Scan the records for the word "type". Return each line where it is found.

### Record set

______________________________

PR #1250, opened 2018-12-29
feat: simplify array UI by removing the dropdown menu

janechu:
# Description

This change updates the handling of the array data type in the `fast-form-generator-react` package to use a simplified method of controlling it and removes the drop down menu.

This change will go into a feature branch which also addresses a UI change for the handling of the React children data type.

## Motivation & context

This simplifies the UI for adding and removing array items.

## Issue type checklist

[ ] This change causes current functionality to break.

## Process & policy checklist

### DIFF
--- a/packages/fast-form-generator-react/src/form/form-item.array.style.ts
+++ b/packages/fast-form-generator-react/src/form/form-item.array.style.ts
@@ -1,4 +1,4 @@
-import { ellipsis, toPx } from "@microsoft/fast-jss-utilities";
+import { ellipsis, focusVisible, toPx } from "@microsoft/fast-jss-utilities";
 import {
     applyCleanListStyle,
     applyControl,
@@ -39,7 +39,7 @@ const styles: ComponentStyles<FormItemArrayClassNameContract, {}> = {
         height: "16px",
         zIndex: "1",
         borderRadius: "2px",
-        "&:focus": {
+        [`&${focusVisible()}`]: {
             ...insetStrongBoxShadow(colors.pink),
             outline: "none",
         },
@@ -63,7 +63,6 @@ const styles: ComponentStyles<FormItemArrayClassNameContract, {}> = {
     },
     formItemArray_existingItemList: {
         ...applyCleanListStyle(),
-        "& li": {},
     },
     formItemArray_existingItemListItem: {
         position: "relative",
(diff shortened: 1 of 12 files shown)


packages/fast-form-generator-react/src/form/form-item.array.style.ts
```diff
@@ -20,59 +18,81 @@ const styles: ComponentStyles<FormItemArrayClassNameContract, {}> = {
...
+            content: "''",
+            opacity: ".6",
+            pointerEvents: "none",
+            top: toPx(11),
+            width: toPx(16),
+            height: toPx(16),
+            background: lines,
+            left: "0",
+        },
+        "& a": {
```
chrisdholt: @janechu do we not have a class for this? Would be *ideal* if we didn't have to target elements wholesale.

packages/fast-form-generator-react/src/form/form-item.children.style.ts
```diff
@@ -46,9 +45,36 @@ const styles: ComponentStyles<FormItemChildrenClassNameContract, {}> = {
...
+            pointerEvents: "none",
+            top: "calc(50% - 8px)",
+            width: toPx(16),
+            height: toPx(16),
+            background: lines,
+            left: "0",
+        },
+        "& a": {
+            width: "calc(100% - 36px)",
+            "& span, i": {
```
chrisdholt: @janechu `li`? I don't think that we are using `i` (nor should we as that's a deprecated element).

janechu: Deprecated, where are you reading that? There is of course `<i>` and `<em>` which is similar but the text used here is not for emphasis, it's italicized to set it apart from the other text in the `<li>`.

See https://developer.mozilla.org/en-US/docs/Web/HTML/Element/i

packages/fast-form-generator-react/src/form/form-item.array.style.ts
janechu: We are very precisely targeting the `<a>` inside of the `<li>` which has the class `formItemArray_existingItemListItem`, there should only be a single `<a>` inside.

I can add a class and use that instead, however I would argue the reasoning is that it is more maintainable, I don't think it's a good argument that the targeting is "wholesale" in this case.

chrisdholt: Cool - primary consideration was the reasoning. Thx!

packages/fast-form-generator-react/src/form/form-item.children.style.ts
chrisdholt: I wasn’t seeing the ‘i’ which is why I was curious. If we are considering this as a semantic representation for “italicized” text, the spec has changed: https://html.spec.whatwg.org/multipage/text-level-semantics.html#the-i-element

I’d suggest if the existing spec doesn’t align and there is no semantic meaning - just presentational italics - we should just style with a span.

janechu: For context, the `<span>` is used as the name of the child component, the `<i>` is used if there is content for it, they should not be treated the same or in the "same voice" therefore the use of `<i>` to differentiate.

An example would be a component named "Button" with the inner text being "Hello world". You would then read "Button hello world" in the same voice if both used the `<span>` element.

chrisdholt: Fantastic, thanks for the context!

______________________________

### Response area
This change updates the handling of the array data type in the `fast-form-generator-react` package to use a simplified method of controlling it and removes the drop down menu.
This change will go into a feature branch which also addresses a UI change for the handling of the React children data type.
## Issue type checklist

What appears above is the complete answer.